Start of Block

PR #46, opened 2015-05-20
PHPC-305: add --with-libmongo option

remicollet:
Notice: check use --atleast 1.1.5 when should be 1.2.0 but .pc in generated file (from git snapshot, 1.2.0-dev still report as 1.1.5-dev...)

### DIFF
--- a/config.m4
+++ b/config.m4
@@ -315,18 +315,42 @@ dnl libmongoc stuff {{{
   AC_MSG_CHECKING(configuring libmongoc)
   AC_MSG_RESULT(...)
 
+PHP_ARG_WITH(libmongoc, Use system libmongoc,
+[  --with-libmongoc           Use system libmongoc], no, no)
+
   AC_DEFINE(HAVE_MONGOC, 1, [Kinda useless extension without it..])
 
-  CPPFLAGS="$CPPFLAGS -DBSON_COMPILATION -DMONGOC_COMPILATION -DMONGOC_TRACE"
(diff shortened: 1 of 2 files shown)


bjori:
I've noticed the wrong mongoc version reporting to -- haven't bothered fixing it but I guess we'll have to now :)

Thanks for this patch!

I'm a littlebit worried that this branch will become stale as its not something I would actively test -- but I guess you would spot things quickly if I accidentally broke it ;)

Do you have an environment where you test these builds and I can  proactively verify everything is OK?

remicollet:
> Do you have an environment where you test these builds and I can proactively verify everything is OK?

I'm used to build everything as RPM (in clean chrooted env). Updating the RPM is mostly just to bump the commit date and reference, then I can quickly launch various build (Fedora 18-22, RHEL 5-7, 32/64bits, NTS/ZTS, PHP 5.4/5.5/5.6/7.0, ...).

A solution could be to use a Copr repository, designed for such need.

bjori:
If I understand Copr correctly I have to
- create src.rpm
- put it online somewhere
- Update the src.rpm URL in Copr

And then Copr will build the binary RPM for the various target platforms then put the package into a RPM repository users can use, similar to launchpad PPA.

It seems targeting rolling out releases rather then CI environment.

Wondering if it makes sense to maintain the rpm spec file, and the debian packaging, in this repo. hmmm.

End of Block

How to complete this task:
Start with the first line of the data and print every line exactly. The line containing "AC_DEFINE(HAVE_MONGOC, 1, [Kinda" is the last one to include.

Written answer:
PR #46, opened 2015-05-20
PHPC-305: add --with-libmongo option

remicollet:
Notice: check use --atleast 1.1.5 when should be 1.2.0 but .pc in generated file (from git snapshot, 1.2.0-dev still report as 1.1.5-dev...)

### DIFF
--- a/config.m4
+++ b/config.m4
@@ -315,18 +315,42 @@ dnl libmongoc stuff {{{
   AC_MSG_CHECKING(configuring libmongoc)
   AC_MSG_RESULT(...)
 
+PHP_ARG_WITH(libmongoc, Use system libmongoc,
+[  --with-libmongoc           Use system libmongoc], no, no)
+
   AC_DEFINE(HAVE_MONGOC, 1, [Kinda useless extension without it..])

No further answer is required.